30 Days of MLOps Challenge · Day 12
CI/CD for ML with GitHub Actions – Automate Test-Train-Deploy Pipelines
Automate testing, training, packaging, and deployment with GitHub Actions. Bring reproducibility and speed to your ML lifecycle.
💡 Hey — It's Aviraj Kawade 👋
Key Learnings
- Why CI/CD is important in ML workflows.
- Automate testing, training, packaging, and deployment.
- Write and configure GitHub Actions workflows.
- Use triggers (push, PR, manual) and job matrices.
- Leverage caching, env vars, and secrets.
Why CI/CD Matters for ML
- Mitigate data and code drift via automated tests and retraining.
- Ensure reproducibility with versioned envs and tracked lineage.
- Automate train/eval/deploy and hook in monitoring.

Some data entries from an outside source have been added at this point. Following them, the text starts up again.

PR #1041, opened 2023-03-24
Fix for selecting and deleting subfolders and files

hannyle:
### Description

- Subfolders and files should be all selectable by checking checkbox
- Subfolders shouldn't be deleted before deleting all files inside it
- Files should be able to select and mass delete

### Related issues
GL 933 & 936 & 974

### Type of change

### Changes Made

- Added folder icon for sub-folders
- Added `prefix` to file's names so the `file` names are matched when its checkbox is selected
- Changed `Display as text` to `Display as path` to make the term more understandable
- Prevented `subfolders` from being deleted when clicking `Delete` button or selecting together with `files`
- Updated Changelog

### Testing
- [x] Needs testing (manual test)

### Mention

- Since we have now `subfolders` and `files` in the same view, some notifications when selecting and deleting them are not clear enough and still not in correct timing/visual order
- The terms and text are still not so clear since we only have `objects` before, now `objects` could mean `subfolders` and `files``
--> These things should be fixed in another PR while waiting for the UI design from @ainoc

### DIFF
--- a/.github/config/.finnishwords.txt
+++ b/.github/config/.finnishwords.txt
@@ -370,6 +370,7 @@ poistettiin
 poistettu
 poistut
 polku
+polkuina
 postamista
 poudan
 profiili
--- a/CHANGELOG.md
+++ b/CHANGELOG.md
@@ -120,7 +120,7 @@ and this project adheres to [Semantic Versioning](https://semver.org/spec/v2.0.0
 - Fix hiding the pagination of data tables
 - Fix shared objects functionality: visibility, deleting, editing tags
 - URL does not strip the path, when that is present. Also small fixes to make it deployable under the same URL.
-- (GL #933) Fix selecting and mass deleting all files
+- (GL #933) Fix for selecting and mass deleting subfolders and files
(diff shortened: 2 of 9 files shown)


hannyle:
Noticed an issue with this, I will make changes

hannyle:
Ready for review

hannyle:
A follow-up PR will be needed, as I wrote in the **Mention** part

.github/config/.finnishwords.txt
emm1R, line 1: This is not a word?

hannyle: You mean `poluna` ? I just google translated  it :D

emm1R: Then it should be `polkuna`.

sampsapenna (approved):
Works nicely, and displaying only the paths of the current folder recursively is indeed more intuitive than the old behavior. Uploads into nested folders still works as well, so I didn't notice any regressions.

LGTM 👍🏼

PR #2931, opened 2024-01-27
[ADD] sale_order_revision_stock: carry Delivery links to new revision Sales Orders

dreispt:
Depends (includes):

- [ ] #2930


rousseldenis:
@dreispt My question is : Is it normal to do revisions on sale orders that have already stock moves (and so, has already been confirmed) ?

dreispt:
@rousseldenis Good question.
The use case is caused by Portuguese Tax Authorities, that require Quotations or Sale orders sent to customers to be inalterable, signed with a cryptographic hash, and be electronically reported to them.
So if I send ou a Sales order to a customer, and later I need to make changes to it , such adding a line, or correcting something, I have to do it in a copy of the original order.

Today you need to create a copy of the SO, with all the disadvantages of doing that :-(
This is an attempt for a better solution.

dreispt:
PS: I could move this to l10n-portugal in case it is a bit absurd anywhere else...

rousseldenis:
@dreispt I would say this should be configurable (configuration parameter on company)

dreispt:
Superseded by https://github.com/OCA/sale-workflow/pull/3275

PR #2934, opened 2024-01-30
[14.0][FIX]product_supplierinfo_for_customer_sale: set explicit quantity=None

PicchiSeba:
explicitly assign `quantity=None`

requires https://github.com/OCA/product-attribute/pull/1506

### DIFF
--- a/product_supplierinfo_for_customer_sale/models/sale_order_line.py
+++ b/product_supplierinfo_for_customer_sale/models/sale_order_line.py
@@ -19,7 +19,8 @@ class SaleOrderLine(models.Model):
         for line in self:
             if line.product_id:
                 supplierinfo = line.product_id._select_customerinfo(
-                    partner=line.order_partner_id
+                    partner=line.order_partner_id,
+                    quantity=None,
                 )
                 code = supplierinfo.product_code
             else:
@@ -56,7 +57,7 @@ class SaleOrderLine(models.Model):
             )
             if items:
                 supplierinfo = line.product_id._select_customerinfo(
-                    partner=line.order_partner_id
+                    partner=line.order_partner_id, quantity=None
                 )
                 if supplierinfo and supplierinfo.min_qty:
                     line.product_uom_qty = supplierinfo.min_qty


product_supplierinfo_for_customer_sale/tests/test_product_supplierinfo_for_customer_sale.py
```diff
@@ -79,7 +79,10 @@ def _create_pricelist_item(self, name, pricelist, product):
 
     def test_product_supplierinfo_for_customer_sale(self):
         so = self.env["sale.order"].create(
-            {"partner_id": self.customer.id, "pricelist_id": self.pricelist.id}
+            {
+                "partner_id": self.customer.id,
+                "pricelist_id": self.pricelist.id,
+            }
```
HekkiMelody: **chore**: Please remove this diff

product_supplierinfo_for_customer_sale/models/sale_order_line.py
```diff
@@ -52,11 +53,11 @@ def product_id_change(self):
                     "&",
                     ("product_id", "=", product.id),
                     ("applied_on", "=", "0_product_variant"),
-                ]
+                ],
```
HekkiMelody: **chore**: please remove this diff

HekkiMelody (approved):
Code review ok

minor code cleanup.

francesco-ooops:
@pedrobaeza good for you? :)

pedrobaeza:
I think this should depend also on `product_uom_qty` and pass such quantity to the method.

HekkiMelody:
> I think this should depend also on `product_uom_qty` and pass such quantity to the method.

@pedrobaeza We tried this, it was also our first line of thinking, but the module (and the tests) explicitly assume that you should be able to get a customer code even if you don't respect the minimum quantity. 

For example, in the tests it creates supplierinfo with minimum quantity set to 15, and then expects to get the customer code even if the quantity is set to 1.

https://github.com/OCA/sale-workflow/blob/14.0/product_supplierinfo_for_customer_sale/tests/test_product_supplierinfo_for_customer_sale.py#L47-L57

I'm unsure if that's how it's supposed to work, so for now we restored the original functionality (I haven't had time to look deeply into how it works for the original supplierinfo in base Odoo). If you think we should change it we can adapt the tests.

pedrobaeza:
OK, let's continue for now as it is:

/ocabot merge patch

PR #2938, opened 2024-01-31
[17.0][MIG] sale_start_end_dates

alexis-via:
Migration from v16 to v17. Code cleanup in tests: stop using demo data, use setupClass(cls)


sale_start_end_dates/tests/test_sale_start_end_dates.py
```diff
@@ -8,40 +8,47 @@
...
 class TestSaleStartEndDates(TransactionCase):
-    def setUp(self):
-        super().setUp()
-        self.partner = self.env.ref("base.res_partner_3")
-        self.product_id = self.env.ref(
-            "account_invoice_start_end_dates.product_insurance_contract_demo"
+    @classmethod
+    def setUpClass(cls):
+        super().setUpClass()
+        cls.env = cls.env(context=dict(cls.env.context, tracking_disable=True))
```
rousseldenis, line 14: @alexis-via FYI, best is to use BaseCommon class instead : https://github.com/odoo/odoo/blob/c11e5fea5dd5a357c17b12c0c5f383909fa44bb8/odoo/addons/base/tests/common.py#L21

rousseldenis (approved):
Code review

sale_start_end_dates/tests/test_sale_start_end_dates.py
alexis-via: I don't think so. BaseCommon adds stuff for the tests of the base module. Nobody uses this class for tests except the product module. I didn't find any OCA module using it... do you know one ?

StefanRijnhart (approved):

PR #2939, opened 2024-02-01
[16.0][FIX] sale_packaging_default: Keep packaging order in SO lines

p-tombez:
When multiple packaging are set on a product, during the SO creation, the default package is sometime not the first one in the list :

1. Have a product with 2 packagings
2. Drag and drop the first packaging to be the second to change its sequence
3. Create a SO and add a line with the product

Before : package A is selected instead of package B
After : package B is selected

### DIFF
--- a/sale_packaging_default/models/sale_order_line.py
+++ b/sale_packaging_default/models/sale_order_line.py
@@ -27,7 +27,7 @@ class SaleOrderLine(models.Model):
                 line.product_packaging_id = (
                     line.product_id.packaging_ids.filtered_domain(
                         [("sales", "=", True)]
-                    )[:1]
+                    ).sorted("sequence")[:1]
                 )
         result = super()._compute_product_packaging_id()
         # If there's no way to package the desired qty, remove the packaging.
--- a/sale_packaging_default/tests/test_sale_packaging_default.py
+++ b/sale_packaging_default/tests/test_sale_packaging_default.py
@@ -75,6 +75,20 @@ class SalePackagingDefaultCase(ProductCommon):
             self.assertEqual(line_f.product_packaging_qty, 0)
             self.assertEqual(line_f.product_uom_qty, 0)
 
+    def test_default_packaging_order_on_sale_order(self):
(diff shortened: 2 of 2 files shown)


santostelmo (approved):

sale_packaging_default/models/sale_order_line.py
```diff
@@ -27,7 +27,7 @@ def _compute_product_packaging_id(self):
                 line.product_packaging_id = (
                     line.product_id.packaging_ids.filtered_domain(
                         [("sales", "=", True)]
-                    )[:1]
+                    ).sorted("sequence")[:1]
```
yajo, line 30: You know what's weird? The test is correctly written, and the bug is supposed to not exist, but if I remove this change, the test still goes green.

That's what I'd expect because [the default order](https://github.com/odoo/odoo/blob/4adda36260f3ba0fdf75688b419593006b80adb7/addons/product/models/product_packaging.py#L15) is supposed to do automatically what you expect here.

Do you have any other addons installed that alter that default order, or something similar?

yajo (commented):
In general I agree that, if this was happening, it's a bug. However, I can't reproduce. See below please.

Thanks for your contribution!

p-tombez:
@yajo I thought I tested the "issue" with a bare Odoo, but I found out later that, indeed, there is another module changing the default order : https://github.com/OCA/product-attribute/blob/16.0/product_packaging_level/models/product_packaging.py#L11
I'm currently not sure how to handle my use cases with these 2 modules installed together, therefore this PR may be irrelevant

yajo:
If a user drags the packagings and sorts them in a certain order, why does that module ignore that order? Conceptually speaking it seems like a bug in `product_packaging_level`. If it even makes sense somehow, then that module could alter the views where it needs that model to be sorted differently, instead of changing the default order for the model.

IMHO if that's the module that breaks the behavior, it's probably a better fit for a fix.

Let me close this PR for now while you search for a solution there. If something blocks you from progressing in that direction, then just reopen and we'll see what we can do here. 😉 

Thanks!

PR #2941, opened 2024-02-04
[FIX] sale_order_price_recalculation: Remove button using action_update_prices

ajaniszewska-dev:
Action not implemented in the code

### DIFF
--- a/sale_order_price_recalculation/views/sale_order_view.xml
+++ b/sale_order_price_recalculation/views/sale_order_view.xml
@@ -7,14 +7,6 @@
         <field name="arch" type="xml">
             <field name="state" position="before">
                 <button
-                    name="action_update_prices"
-                    class="ml-2 btn btn-default"
-                    string="Recalculate prices"
-                    Help="Apply the current pricelist"
-                    type="object"
-                    attrs="{'invisible':[('state','not in', ['draft', 'sent'])]}"
-                />
-                <button
                     name="action_update_names"
                     class="ml-2 btn btn-default"
                     string="Reset descriptions"


sale_order_price_recalculation/views/sale_order_view.xml
```diff
@@ -6,14 +6,6 @@
         <field name="inherit_id" ref="sale.view_order_form" />
         <field name="arch" type="xml">
             <field name="state" position="before">
-                <button
-                    name="action_update_prices"
```
ajaniszewska-dev, line 10: afaik this is already implemented in sale in v16, not sure why it was kept

rousseldenis:
@CRogos @arleite What do you think of this ?

rousseldenis:
What's the difference with :

https://github.com/odoo/odoo/blob/a21cbb54121d97d7b10a48beb5c1fad4d79bfe01/addons/sale/views/sale_order_views.xml#L270C43-L270C63

@ajaniszewska-dev Following this conversation, this module is still needed : https://github.com/OCA/sale-workflow/pull/2778#issuecomment-1856531619

rousseldenis:
Indeed, the function call is the same as in core.

The difference I see is the visibility condition

CRogos:
The button is visible always, while the odoo 16 refresh button only shows when the pricelist has changed.
If we remove the button, we should change the visibility of the native refresh button either to be always visible, or if at least one SO-line price value is not according to the pricelist.

rousseldenis:
> The button is visible always, while the odoo 16 refresh button only shows when the pricelist has changed. If we remove the button, we should change the visibility of the native refresh button either to be always visible, or if at least one SO-line price value is not according to the pricelist.

@CRogos What I see here is the fact original button can be visible at the same time as this one. I would say this should take into account the inverse of 'show_update_pricelist' field too.

PR #2943, opened 2024-02-06
[15.0][FIX] sale_invoice_plan: add permission menu invoice plan

Saran440:
This PR fixed user is not sale can visible menu sale because `sale invoice plan` don't have permission.
They shouldn't see this menu, if not sale.

Selection_002


rousseldenis (approved):
Code review. Seems fair

kittiu (approved):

- Improve collaboration and iteration velocity.
Automating ML Workflows
Automated Testing
# tests/test_preprocessing.py
import pytest
from preprocessing import clean_text
def test_clean_text():
assert clean_text("Hello, WORLD!!!") == "hello world"
Model Training Automation
# train.py
import argparse
from sklearn.linear_model import LogisticRegression
from sklearn.datasets import load_iris
from sklearn.model_selection import train_test_split
parser = argparse.ArgumentParser()
parser.add_argument('--max_iter', type=int, default=100)
args = parser.parse_args()
X, y = load_iris(return_X_y=True)
X_train, X_test, y_train, y_test = train_test_split(X, y, test_size=0.2)
model = LogisticRegression(max_iter=args.max_iter)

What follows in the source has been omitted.